1 Reply Latest reply on Mar 13, 2010 3:36 AM by timfox

    Core Bridge hangs when network disconnected during message send

      Following the bug reporting instructions, I believe this issue is related to these JIRAs:

      https://jira.jboss.org/jira/browse/HORNETQ-216

      https://jira.jboss.org/jira/browse/HORNETQ-47

       

      Our environment essentially consists of two nodes (A and B) that are connected with an unreliable, low bandwidth, high latency, error-prone network (e.g., wireless or satellite communications).
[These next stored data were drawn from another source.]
PR #2173, opened 2022-06-13
Fix style of contest artwork

Simon-Busch:
- [ ] update css style


hannahtuttle (approved):
@Simon-Busch I tested this and it looks good!

Issue #2187, opened 2022-06-14
Arbitrary file can be read


csanuragjain:
In get-user.ts, the passed user handle id is not sanitized. Attacker can simply use below URL to access internal directories

${event.headers.origin}/.netlify/functions/get-user?id=${handle} where malicious id can be like ../../some_other_file.json

## Problem:

const userFile = readFileSync(`./_data/handles/${userHandle}.json`); is directly trusting the value of userHandle where const userHandle = event.queryStringParameters.id; Since this value is not sanitized so attacker can easily give malicious path

## Recommendation
Use the isDangerousHandle(id) function to get rid of malicious input which is used currently in other functions

csanuragjain:
Just to add, the url need to be accessed using Proxy Interceptor like Burp Suite which will not process .. before sending it to server. As a shortcut even Mozilla Firefox edit and resend feature can be used in network console to send this request

eugenioclrc:
Ok so what if we put the functions `isDangerousHandle` and `isDangerousRepo` in a helper utilities file like `_utils.js` so we could share the function logic.
Then we could import it on [`users.ts`](https://github.com/eugenioclrc/code423n4.com/blob/14c4ba945235ffd81359c534220e2d6464f4165d/functions/users.ts#L2)

csanuragjain:
yes I think that is a good idea

Simon-Busch:
@captainmangoC4, is this issue still on ?  Or has it been done in another branch ? :-) 

I saw that the PR(https://github.com/code-423n4/code423n4.com/pull/2195)  from @eugenioclrc  was closed ?

captainmangoC4:
@Simon-Busch thanks for asking! I forgot what this issue was originally about. Yeah, it is still open. We need to add the same “isDangerous” check in get-user and get-teams.

PR #2195, opened 2022-06-14
Check userhandle refactor

eugenioclrc:
Fix to issue [2187](https://github.com/code-423n4/code423n4.com/issues/2187)

Plus a refactor to avoid duplicate isDangerous function.

### DIFF
--- a/functions/_utils.js
+++ b/functions/_utils.js
@@ -1,0 +1,3 @@
+export function isDangerous(s) {
+  return s.match(/^[0-9a-zA-Z_\-]+$/) === null;
+}
--- a/functions/_utils.js
+++ b/functions/_utils.js
@@ -1,3 +1,0 @@
-export function isDangerous(s) {
-  return s.match(/^[0-9a-zA-Z_\-]+$/) === null;
-}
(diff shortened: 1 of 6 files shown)


captainmangoC4 (changes requested):
Unfortunately netlify lambda functions don't make it this easy to share code across multiple functions. I've seen people in [netlify forums](https://answers.netlify.com/t/sharing-helper-function-between-lambdas/13934) suggesting to make utils into an npm package as a way around this. Another option is to call one lambda function from another with a HTTP request (you can see an example of this [here](https://github.com/code-423n4/code423n4.com/blob/feature/warden-auth/functions/submit-finding.js#L141))

Both of those options seem like overkill for a simple regex check. Maybe there is another option I haven't come across though.

eugenioclrc:
I have remove the shared js and import the function on each endpoint, with a comment explaing why the function is repeated.

captainmangoC4:
It looks like you made these changes to an out-of-date fork. The file `users.js` was replaced with `get-user.js`. I'm not sure what would be the best way to resolve the conflicts - I'm not a git expert. @eugenioclrc Is it alright with you if I just copy over the work into a fresh branch?

eugenioclrc:
This pull request is not valid anymore.

eugenioclrc:
Yikes! Agree, I will rollback or at least try to find a suitable solution

PR #2261, opened 2022-06-18
Add warden Vin007

code423n4:
Auto-generated PR to register the new warden Vin007

I wrote contract in solidity and have very knowledge in auditing.


SamusElderg:
User-submitted wrong name, have clarified and they will re-apply with the correct handle + more information about experience level, closing this PR

PR #181, opened 2017-08-25
test: add author-profile functional test

rjanjua:
A simple first functional test for journalist pages


packages/author-profile/package.json
```diff
@@ -45,6 +45,7 @@
     "babel-plugin-transform-react-remove-prop-types": "0.4.5",
     "babel-preset-flow": "6.23.0",
     "babel-preset-react-native": "1.9.2",
+    "chance": "^1.0.10",
```
fampinheiro: The dependencies normally are locked to a particular version.

packages/author-profile/fixture-generator.js
```diff
@@ -0,0 +1,160 @@
+// eslint-disable-next-line import/no-extraneous-dependencies
+import Chance from "chance";
+
+const chance = new Chance(88888);
+
+const name = () => "Fiona Hamilton";
```
fampinheiro: Any special reason why these are functions and not simple variable assignments?

rjanjua: We could just use strings. When I started writing it I had something more complicated in my mind using the chance object, but I only ended up using that in a few specific places.

PR #182, opened 2017-08-25
fix: change teaser to content with 100 words

fampinheiro:


craigbilner:
@fampinheiro - needs to change to "100 characters", dependent on API change

PR #183, opened 2017-08-26
BREAKING CHANGE: Links to the root!

trevorah:
UPDATED 7/9/17

This separates the Link component into two, `Link` and `TextLink`. Link now works with blocks (✨ ), whereas `TextLink` is now @fampinheiro's old link component that styles text as well as linking.

This is a breaking change as onPress is now a required prop and TextLink is no longer the default (as it is rarer).

e.g:
```js
import Link, { TextLink } from "@times-components/link";

<Link url="https://thetimes.co.uk" onPress={action("onPress")}>
  <View style={{ width: 100, height: 100, backgroundColor: "pink" }} />
</Link>

<TextLink url="https://thetimes.co.uk/" onPress={action("onPress")}>
  The Times
</TextLink>
```

Both require `onPress` so that native navigation can be hooked up (or a web page that wants to preventDefault) and `url` so that web gets a nice anchor tag.

sep-07-2017 14-43-36

(The default "block" *could* just be an alias for `TouchableOpacity`, but I wanted to limit the props it supported so that it could be replaced if/when react-native changes that the `Touchable*` components.)

## but why?
This big breaking PR is all about exposing navigation to the root component. React native's `Linking.openURL(url)` is nice for opening links outside of the app, but does not help for internal navigation within the app. As we can also will have multiple react native views in our app, we must be able to tie the view owner (an android `Activity` or ios `UIViewController`) to whatever component requested the navigation. If we dont, then every view owner will respond to a navigation event, resulting in double navigation in our "history" stacks.

## Markup changes
```js
import { renderTree, renderTrees } from "@times-components/markup";

const renderers = {
  author(key, attributes, children) {
    const url = `/profile/${attributes.slug}`;
    return (
      <TextLink
        style={styles.link}
        key={key}
        url={url}
        onPress={() => console.error("Whoops! I need a callback")}
      >
        {children}
      </TextLink>
    );
  }
};

const ArticleByline = ({ ast, style }) =>
  <View>
    {renderTrees(ast, renderers)}
  </View>;
```
Markup is no longer a component, just two vanilla functions. It also only renders non-interactive components by default (bold, italic, no links). It can render any named component if you pass in the correct renderer. This way `renderTree` doesnt have to always require a "onLinkPressed" in the off-chance that the ast contains a link.

`renderTrees` exists as the "ast" usually comes in as an array of asts (a forest!), so this acts as a convenience function. It is also no longer a component as the `key` [cannot be passed from component to component](https://facebook.github.io/react/warnings/special-props.html), which would be needed in a safe tree structure.

The tree rendering is also simplified, so it no longer tries to squash text nodes into parents (e.g `bold -> text -> "hello"`` becomes `bold -> "hello"`). This allows us to improve the ast on the server side without too many odd edge cases. You'll notice this in the snapshot changes, but visually it is identical.

## WARNING
I've limited the "breaking change" commits to only apply to single packages. If you squash the commits, then lerna will think that the breaking change applies to all packages, *even the ones that are just adapting to the breaking change!* **Do not squash the commits!**


trevorah:
This breaks the markup component, which I can fix by passing in a `onLinkPressed(event, url)` prop to the markup component. @craigbilner theres an `author` tag in the markup components tag map that generates relative urls. Is that meant to be there?

craigbilner:
@trevorah, an `author` component would directly map to your `TextLink` which is currently used in the `byline`

trevorah:
So we expect every "markupable" bit of content to support `author` tags? This would mean that the Markup component would need to have a `onAuthorPress` prop.

trevorah:
@craigbilner @fampinheiro fresh review please!

fampinheiro:
Thinking about this yesterday couldn't we check if the children is a string and wrap it in a `Text` if that is the case? Otherwise just render the children?

trevorah:
@fampinheiro id like to keep the "interpretation" of the ast from the server to be as literal as possible, but also make implementing a renderer pretty idiot proof if bad data comes in. Making each renderer check the type of the children is prone to failure imo.

The ast format is up for change, so we could solve this problem at the server to make the text nodes easier to handle?

Issue #172, opened 2017-08-22
Article Page Findings | Article Flag support for styles


killanaca:
**Do you want to request a *feature* or report a *bug*?**
feature

**What is the current behaviour?**
doesn't support the style prop
**If the current behaviour is a bug, please provide the steps to reproduce.**

**What is the expected behaviour?**

**If this is a feature request, what is the motivation or use case for changing the behaviour?**
support multiple articleFlag on the same article
**Please mention other relevant information such as the browser version, Node.js version and Operating System.**

PR #188, opened 2017-08-30
Article Flag support for styles

killanaca:
ref #172 

- updated design
- fixed a warning on a missing title prop for the base ArticleFlag (inside the tests)
- use `Stylesheet` for internal component styling instead of plain object to avoid duplication on style attribute
- support external styling on the container and on the text element to avoid extra `<View>` to style the component on the `Article` component

```jsx
<View style={styles.ArticleFlagContainer}>
    <NewArticleFlag />
</View>
```
```jsx
  container: {
    backgroundColor: "#EAFF00"
  },
  text: {
    fontSize: 12
  }
});
<NewArticleFlag containerStyle={styles.container} textStyle={styles.text}/>
```

### DIFF
--- a/packages/article-flag/article-flag.js
+++ b/packages/article-flag/article-flag.js
@@ -43,52 +43,52 @@ const ArticleFlag = ({ title, color, style }) => {
 ArticleFlag.propTypes = {
   title: PropTypes.string.isRequired,
   color: PropTypes.string,
-  style: PropTypes.number
+  style: View.propTypes.style
 };
 
 ArticleFlag.defaultProps = {
   color: "black",
-  style: undefined
+  style: {}
 };
 
 export const NewArticleFlag = props =>
   <ArticleFlag title="new" color="#E34605" style={props.style} />;
 
 NewArticleFlag.propTypes = {
-  style: PropTypes.string
+  style: View.propTypes.style
 };
 NewArticleFlag.defaultProps = {
-  style: undefined
+  style: {}
 };
 
 export const UpdatedArticleFlag = props =>
   <ArticleFlag title="updated" color="#3C81BE" style={props.style} />;
 
 UpdatedArticleFlag.propTypes = {
-  style: PropTypes.string
+  style: View.propTypes.style
 };
 UpdatedArticleFlag.defaultProps = {
-  style: undefined
+  style: {}
 };
 
 export const ExclusiveArticleFlag = props =>
   <ArticleFlag title="exclusive" color="#C51D24" style={props.style} />;
 
 ExclusiveArticleFlag.propTypes = {
-  style: PropTypes.string
+  style: View.propTypes.style
 };
 ExclusiveArticleFlag.defaultProps = {
-  style: undefined
+  style: {}
 };
 
 export const SponsoredArticleFlag = props =>
   <ArticleFlag title="sponsored" color="#4D4D4D" style={props.style} />;
 
 SponsoredArticleFlag.propTypes = {
-  style: PropTypes.string
+  style: View.propTypes.style
 };
 SponsoredArticleFlag.defaultProps = {
-  style: undefined
+  style: {}
 };
 
 export default ArticleFlag;
--- a/packages/article-flag/article-flag.js
+++ b/packages/article-flag/article-flag.js
@@ -1,12 +1,12 @@
 import React from "react";
-import { View, Text } from "react-native";
+import { View, Text, StyleSheet } from "react-native";
 import PropTypes from "prop-types";
 
 import Diamond from "./diamond";
 
 // When changing styles please debug both web, android and ios because
 // some styles are not working correctly on all platforms (namely, android)
-const styles = {
+const styles = StyleSheet.create({
   view: {
     flexDirection: "row",
     alignItems: "center"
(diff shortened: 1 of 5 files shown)


packages/article-flag/article-flag.js
```diff
@@ -1,12 +1,12 @@
...
-import { View, Text } from "react-native";
+import { View, Text, StyleSheet } from "react-native";
 import PropTypes from "prop-types";
 
 import Diamond from "./diamond";
 
 // When changing styles please debug both web, android and ios because
 // some styles are not working correctly on all platforms (namely, android)
-const styles = {
+const styles = StyleSheet.create({
```
sericaia: We were not using Stylesheet.create here for performance reasons

packages/article-flag/article-flag.js
```diff
@@ -20,24 +20,24 @@ const styles = {
...
-};
+});
 
 // apply transformations to add uppercase and letter spacing.
 // letterSpacing CSS prop does not work on android:
 // https://github.com/facebook/react-native/pull/13199
 const beautifyTitle = title => title.toUpperCase().split("").join(" ");
 
-const ArticleFlag = ({ title, color }) => {
+const ArticleFlag = ({ title, color, containerStyle, textStyle }) => {
```
thatportugueseguy: should style be a single prop that gets an object?

This way it keeps in line with html convention and it's normally used like that. I implemented it like this on byline: [link](https://github.com/newsuk/times-components/blob/master/packages/article-byline/article-byline-proptypes.js#L13)

packages/article-flag/article-flag.js
```diff
@@ -46,20 +46,25 @@ const ArticleFlag = ({ title, color }) => {
 
 ArticleFlag.propTypes = {
   title: PropTypes.string.isRequired,
-  color: PropTypes.string
+  color: PropTypes.string,
+  containerStyle: PropTypes.number,
```
thatportugueseguy: if we don't use the StyleSheet.create, you can use Text.proptype.style and View.proptypes.sytle

packages/article-flag/article-flag.js
killanaca: StyleSheet.create avoid to duplicate each style using ref instead

packages/article-flag/article-flag.js
```diff
@@ -46,20 +46,23 @@ const ArticleFlag = ({ title, color }) => {
...
 
-const NewArticleFlag = () => <ArticleFlag title="new" color="#E34605" />;
-const UpdatedArticleFlag = () =>
-  <ArticleFlag title="updated" color="#3C81BE" />;
-const ExclusiveArticleFlag = () =>
-  <ArticleFlag title="exclusive" color="#C51D24" />;
-const SponsoredArticleFlag = () =>
-  <ArticleFlag title="sponsored" color="#4D4D4D" />;
+const NewArticleFlag = props =>
+  <ArticleFlag title="new" color="#E34605" {...props} />;
```
craigbilner: any need to spread the props here?
also could just export each line...

packages/article-flag/article-flag.js
```diff
@@ -17,23 +17,23 @@ const styles = {
...
-};
+});
 
 // apply transformations to add uppercase and letter spacing.
 // letterSpacing CSS prop does not work on android:
 // https://github.com/facebook/react-native/pull/13199
 const beautifyTitle = title => title.toUpperCase().split("").join(" ");
 
-const ArticleFlag = ({ title, color }) => {
+const ArticleFlag = ({ title, color, containerStyle }) => {
```
thatportugueseguy: are we using containerStyle instead of style?

packages/article-flag/article-flag.js
```diff
@@ -17,23 +17,23 @@ const styles = {
...
   if (!title) {
     return null;
   }
 
   return (
-    <View style={styles.view}>
+    <View style={[styles.view, containerStyle]}>
       <View style={styles.diamond}>
```
thatportugueseguy: Do we really need the view around `Diamond`?

packages/article-flag/article-flag.js
killanaca: in this case I've just preferred to be more open on the props validation for a better bundle size for the web. 
However I've updated both

packages/article-flag/article-flag.js
killanaca: done

packages/article-flag/article-flag.js
killanaca: removed

fampinheiro:
What is the reason for exporting multiple components instead of receiving a prop that renders a set of predefined styles?

```
<NewArticleFlag {...props } />
<UpdatedArticleFlag {...props } />
<ExclusiveArticleFlag {...props} />
```
instead of 

```
<ArticleFlag {...props } type="new" />
<ArticleFlag {...props } type="updated" />
<ArticleFlag {...props } type="exclusive" />
```

Not blocking the merge, just wondering the reason behind it. I find the usage of the second approach easier to use and grasp.

packages/article-flag/article-flag.js
```diff
@@ -46,26 +42,53 @@ const ArticleFlag = ({ title, color }) => {
 
 ArticleFlag.propTypes = {
   title: PropTypes.string.isRequired,
-  color: PropTypes.string
+  color: PropTypes.string,
+  style: PropTypes.number
```
craigbilner: is this right?

fampinheiro: You probably want to use [ViewPropTypes.style](https://github.com/facebook/react-native/blob/master/Libraries/Components/View/ViewPropTypes.js#L391)

`import { ViewPropTypes } from "react-native"`

killanaca: not yet, we have to stick with `View.propTypes.style` until we'll update React

killanaca:
AFAIN if we want to use StyleSheet, we can't be strict eg:
```
NewArticleFlag.propTypes = {
        style: PropTypes.shape({
            marginRight: PropTypes.number
        })
};
```

otherwise we get  "Invalid prop `style` of type `number` supplied to `NewArticleFlag`, expected `object`." error message.

StyleSheet pass through a number as a ref not a real style object.
@craigbilner any suggestion?

PR #189, opened 2017-08-30
fix: fetch https images on native

fampinheiro:
On native, the URL resolver prepends the images path with `file`.
This PR ensures we fetch images from the image server using the https scheme.

### DIFF
--- a/packages/provider/author-profile-provider.js
+++ b/packages/provider/author-profile-provider.js
@@ -1,6 +1,5 @@
 import get from "lodash.get";
 import gql from "graphql-tag";
-import { Platform } from "react-native";
 import AuthorProfile from "@times-components/author-profile";
 import connectGraphql from "./connect";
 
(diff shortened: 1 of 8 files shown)


packages/provider/author-profile-provider.js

We have established a core bridge on node A as a way to reliably forward messages across this network to node B. I believe we have set all of the relevant settings so the bridge should re-connect:

      <bridges>

              <bridge name="source-to-dest-bridge">

                      <queue-name>jms.queue.BridgeSendQueue</queue-name>

                      <forwarding-address>jms.queue.BridgeReceiveQueue</forwarding-address>

                      <retry-interval>2000</retry-interval>

                      <retry-interval-multiplier>1.0</retry-interval-multiplier>

                      <reconnect-attempts>-1</reconnect-attempts>

                      <failover-on-server-shutdown>false</failover-on-server-shutdown>

                      <use-duplicate-detection>true</use-duplicate-detection>

                      <confirmation-window-size>10000000</confirmation-window-size>

                      <connector-ref connector-name="netty-destination-connector"/>

              </bridge>

         </bridges>

       

      If the bridge is idle it will reconnect after a network disconnect. However, if the network is disconnected (for various lengths of time) then reconnected while sending a message across the two nodes the bridge hangs and will not resume sending messages. Server A detects the connection failure:

       

      [Thread-0 (group:HornetQ-client-global-threads-2089015486)] 09:38:24,844 WARNING [org.hornetq.core.remoting.impl.RemotingConnectionImpl]  Connection failure has been detected: Did not receive data from server for org.hornetq.integration.transports.netty.NettyConnection@279977bd[local= /172.16.1.93:41790, remote=/172.16.2.129:5445] [code=3]

       

      The bridge will not resume sending once the network is re-established. If HornetQ on server A is restarted, the bridge will re-connect and resume sending messages. Note that in attempting to shut down server A these messages appear:

      [HornetQ Server Shutdown Timer] 10:07:44,571 WARNING [org.hornetq.core.server.cluster.impl.BridgeImpl]  Timed out waiting to stop

       

      And

       

      [HornetQ Server Shutdown Timer] 10:08:16,406 WARNING [org.hornetq.core.server.impl.HornetQServerImpl]  Timed out waiting for pool to terminate

       

      Based on the documentation I was expecting the bridge to detect that the send operation has failed and attempt to re-connect.